5.3 · Random-feature kernel (RFF) on the flattened matrix
If the downstream model is shallow (e.g. linear regression or small MLP), an RBF random-feature map on top of your invariant features approximates a Gaussian-kernel ridge regression — typically a free 5–10 RMSE points when the surface is non-linear.
from sklearn.kernel_approximation import RBFSampler
rff = RBFSampler(n_components=512, gamma=0.05, random_state=0)
Xtr_rff = rff.fit_transform(Xtr)
5.4 · Cross-validate the feature recipe, not the model
Because the downstream model is frozen, do not tune its hyperparameters. Spend your CV budget choosing which feature subset to include. A clean 5-fold loop over feature blocks (column-stats / row-stats / SVD / spectral / RFF) usually shows 1–2 blocks dominating and 1 block actively hurting — drop it.
5.5 · For the on-site sibling: keep features schema-agnostic
The on-site task switches the dataset. Any feature that names a specific column ("ratio of column 2
to column 5") will silently break. Stick to global invariants (norms, eigenvalues, entropies) and you
only need to retrain the frozen estimator on the new data, not rewrite φ.
6. Submission format & gotchas
- Submit
submission.csvwithid,y(orid,label) matchingtest.csvids exactly. - The grader retrains the fixed model from scratch on your features — so save
φas code, not as a fitted scaler.
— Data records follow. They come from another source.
PR #21446, opened 2020-02-18
chore: bump rc-select

### LINKED ISSUE #21210: Select shouldn't always read container's offsetWidth in useLayoutEffect

This issue is similar to https://github.com/ant-design/ant-design/issues/21160

https://github.com/react-component/select/blob/master/src/generate.tsx#L898
this above line makes component render extremely slow when component is updated asynchronously 

### benchmark
example, super slow: https://rinick.github.io/antd-performance/select-performance.html
fixed version: https://rinick.github.io/antd-performance/select-measure-only-visible.html

source code of the benchmark: https://github.com/rinick/antd-performance/blob/master/select.jsx

You wont see this issue if everything is done in initial render, it only happens when children components are updated asynchronously, this usecase is common when page is driven by server data.

I will submit a PR shortly

rinick:
### 🤔 This is a ...

- [x] Others

### 🔗 Related issue link

https://github.com/ant-design/ant-design/issues/21210

### DIFF
--- a/package.json
+++ b/package.json
@@ -119,7 +119,7 @@
     "rc-progress": "~2.5.0",
     "rc-rate": "~2.5.1",
     "rc-resize-observer": "^0.1.0",
-    "rc-select": "~10.0.0-alpha.36",
+    "rc-select": "~10.0.0-rc.6",
     "rc-slider": "~9.2.1",
     "rc-steps": "~3.5.0",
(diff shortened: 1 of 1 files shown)


zombieJ:
`~10.0.0-alpha.36` do match rc version:
截屏2020-02-19上午9 14 58

This PR is OK but meanless.

Issue #21282, opened 2020-02-08
Multipe rows with gutter containing responsive width columns do not are not spaced properly


simonsankar:
- [x] I have searched the [issues](https://github.com/ant-design/ant-design/issues) of this repository and believe that this is not a duplicate.

### Reproduction link
[![Edit on CodeSandbox](https://codesandbox.io/static/img/play-codesandbox.svg)](https://codesandbox.io/s/condescending-grass-rd5lw?fontsize=14&hidenavigation=1&theme=dark)

### Steps to reproduce
1. Create a row and set the gutter to an array - gutter={[16,16]}
2. Add columns with responsive widths - xxl={3} lg={4} md={6} sm={8} xs={8}
3. Repeat the Row containing the columns multiple times
4. Resize the browser to see how the columns of the second row begin after the last column of the first row

### What is expected?
It is expected that each row's columns start at the leftmost end

### What is actually happening?
After the first row's columns end, the second row's columns start below as expected on the Y-axis but are not to the leftmost end on the X-axis but after the first row's last column

| Environment | Info |
|---|---|
| antd | 3.26.7 |
| React | reactjs |
| System | Windows10 |
| Browser | chrome |

zombieJ:
Revert patch. Seems not find better solution.

zombieJ:
Seems user can rewrite Row display style. Patch fix makes more [style issue](#21403). You can use `type=flex` for fixing this.

And in v4, this is not a issue more since it default use flex layout.

https://codesandbox.io/s/intelligent-kapitsa-31ybi

felipeptcho:
The clearfix is not working because we have negative margin-top and margin-bottom on the grid rows when using vertical gutter. Instead of setting `clear: both` just for the `::after` pseudo-element, we should set it also for the `::before` one.

```diff
// mixins for clearfix
// ------------------------
.clearfix() {
  zoom: 1;
  &::before,
  &::after {
    display: table;
    content: '';
+   clear: both;
  }
-  &::after {
-    clear: both;
-  }
}
```

I tested this and it will not impact the other related ticket.

PR #21518, opened 2020-02-21
fix: Grid rows overlapping when using vertical gutter and having columns of different heights

felipeptcho:
### 🤔 This is a ...

- [ ] New feature
- [x] Bug fix
- [ ] Site / document update
- [ ] Component style update
- [ ] Refactoring
- [ ] Code style optimization
- [ ] Test Case
- [ ] Branch merge
- [ ] Other (about what?)

### 🔗 Related issue link
#21282

### 💡 Background and solution

The clearfix was not enough when having columns of different heights because we have negative margin-top and margin-bottom on the grid rows when using vertical gutter. Instead of setting `clear: both` just for the `::after` pseudo-element, we should also set it for the `::before` one when we are dealing with an ant-row that is immediately preceded by another ant-row.

[Edit sharp-surf-lcsio](https://codesandbox.io/s/sharp-surf-lcsio?fontsize=14&hidenavigation=1&module=%2Findex.css&theme=dark)

### 📝 Changelog

| Language   | Changelog |
| ---------- | --------- |
| 🇺🇸 English | Fix grid rows overlapping when using vertical gutter |
| 🇨🇳 Chinese |           |

### DIFF
--- a/components/grid/style/index.less
+++ b/components/grid/style/index.less
@@ -10,6 +10,10 @@
   box-sizing: border-box;
 }
 
+.@{ant-prefix}-row + .@{ant-prefix}-row::before {
+  clear: both;
+}
+
 .@{ant-prefix}-row-flex {
   display: flex;
   flex-flow: row wrap;


afc163:
This will break layout component, please check it: http://127.0.0.1:8001:components/layout/

zombieJ:
Patch snapshot:
截屏2020-02-22下午8 20 57

felipeptcho:
Thanks for the feedback. I realized that the clearfix is indeed correct. What we need to do instead is to apply this CSS rule specifically to the ant-row element only when it's preceded by another ant-row element.

```
.ant-row + .ant-row::before {
  clear: both;
}
```

Please, check again.

zombieJ (approved):

zombieJ:
Seems work as expect. Pls help to double confirm if I miss something. @afc163 @shaodahong @yoyo837

PR #22916, opened 2020-04-03
fix: Extract type of the element of a tuple without indexing.

nicu-chiciuc:
### 🤔 This is a ...

- [ ] New feature
- [ ] Bug fix
- [ ] Site / document update
- [ ] Component style update
- [ ] Refactoring
- [ ] Code style optimization
- [ ] Test Case
- [ ] Branch merge
- [ ] Other (about what?)

### 🔗 Related issue link

https://github.com/microsoft/TypeScript/issues/13778

### 💡 Background and solution
This is a long running issue regarding array indexing in TS.
Basically, when performing indexing on an array TS will not show an error if the element is not present:
```TS
const arr: number[] = [];
// No errors
const num: number = arr[0];
```

One of the approaches in the thread linked above is to amend the definition of indexing of an element from:
```
  [n: number]: T;
```
to
```
  [n: number]: T | undefined;
```

The only downside is that this also restricts the indexing of array Types.
The solution is pretty straightforward, instead of:
```
export type OmitProp = typeof OmitProps[number];
```
we can use: 
```
export type OmitProp = ElementOf<typeof OmitProps>;
```

This will not cause any changes to existing users but will greatly improve the experience of those who use a stricter version of TS.

### 📝 Changelog

Users will not see any change but those who use the stricter versions of TS will be able to not use @ts-ignore or something similar

| Language   | Changelog |
| ---------- | --------- |
| 🇺🇸 English |     x      |
| 🇨🇳 Chinese |           |

### DIFF
--- a/components/_util/type.ts
+++ b/components/_util/type.ts
@@ -5,6 +5,7 @@ export const tuple = <T extends string[]>(...args: T) => args;
 export const tupleNum = <T extends number[]>(...args: T) => args;
 
 /**
+ * https://stackoverflow.com/a/59187769
  * Extract the type of an element of an array/tuple without performing indexing
  */
-export type ElementOf<T extends unknown[]> = T extends (infer R)[] ? R : never;
+export type ElementOf<T> = T extends (infer E)[] ? E : T extends readonly (infer E)[] ? E : never;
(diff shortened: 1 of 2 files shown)


nicu-chiciuc:
The last commit adds a more common version of `ElementOf<T>` that also supports `readonly` arrays just in case.
https://stackoverflow.com/a/59187769

nicu-chiciuc:
Screen Shot 2020-04-03 at 23 37 04
We're currently updating to version 4 and just this one error.

PR #22947, opened 2020-04-05
chore: Introduce customer jest match to support matchRenderedSnapshot

fa93hws:
### 🤔 This is a ...

- [ ] New feature
- [ ] Bug fix
- [ ] Site / document update
- [ ] Component style update
- [x] Refactoring
- [ ] Code style optimization
- [ ] Test Case
- [ ] Branch merge
- [ ] Other (about what?)

### 💡 Background and solution
`render` and `matchSnapshot` are repeated too many times..
Maybe it can be simplified with a customer jest matcher so that
```
const wrapper = render(<Button>按钮</Button>);
```
becomes
```
expect(<Button>按钮</Button>).matchRenderedSnapshot();
```

### 📝 Changelog

| Language   | Changelog |
| ---------- | --------- |
| 🇺🇸 English |           |
| 🇨🇳 Chinese |           |


package.json
```diff
@@ -65,7 +65,7 @@
     "lint:md": "remark components/",
     "lint:script": "eslint . --ext '.js,.jsx,.ts,.tsx'",
     "lint:style": "stylelint '{site,components}/**/*.less' --syntax less",
-    "lint:tsc": "npm run tsc",
+    "lint:tsc": "npm run tsc -- --noEmit",
```
fa93hws, line 68: Should typecheck emit the output `js{,x}` files?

Anything stateful (PCA, StandardScaler) must be fit on train only. - Be careful not to leak: do not fit your scaler or PCA on the test set's matrices.
- Submit a fallback every hour. A working flatten-baseline that scores 50 is infinitely better than a half-finished spectral pipeline that crashes the grader.
7. What top solutions did
The official "best solutions" archive (linked above) bundles community write-ups. Common ingredients: permutation-invariant summaries (column/row stats + sorted SVs) form ~70% of the feature vector; spectral features on the Gram matrix add another chunk; an explicit "matrix is approximately rank-r" indicator (binary, derived from the SV gap) gives a couple of leaderboard points. No top solution used a deep network on the raw matrices — the frozen-estimator constraint kills that route. [verify against source]
8. Drill
D · Your matrix samples are 16×16, all real-valued. Pick 8 features that you'd compute first.
A defensible set: Frobenius norm, nuclear norm (sum of SVs),
top SV, top-1 / top-2 SV ratio (a "condition number" proxy),
trace, off-diagonal energy (||X − diag(X)||_F), mean of |X|,
fraction of entries below 0.1·max (sparsity proxy). Eight features, all permutation-aware
where the structure asks for it, all O(r·c) to compute. Add the full SV spectrum (16 numbers) if
your budget allows; this alone usually beats flatten.
D2 · The fixed model is a gradient-boosted tree. Why does this constrain your feature design?
Trees split on one feature at a time and don't combine features linearly. So interactions you might encode in a linear model (a polynomial cross-term) are pointless — the tree can recover them given enough depth. But trees are terrible at smooth functions of many features (RMS, sums). So features should be either (a) raw "look-up" statistics the tree can split on directly, or (b) pre-computed nonlinear aggregates (norms, entropies, eigenvalues) the tree can't easily synthesize on its own.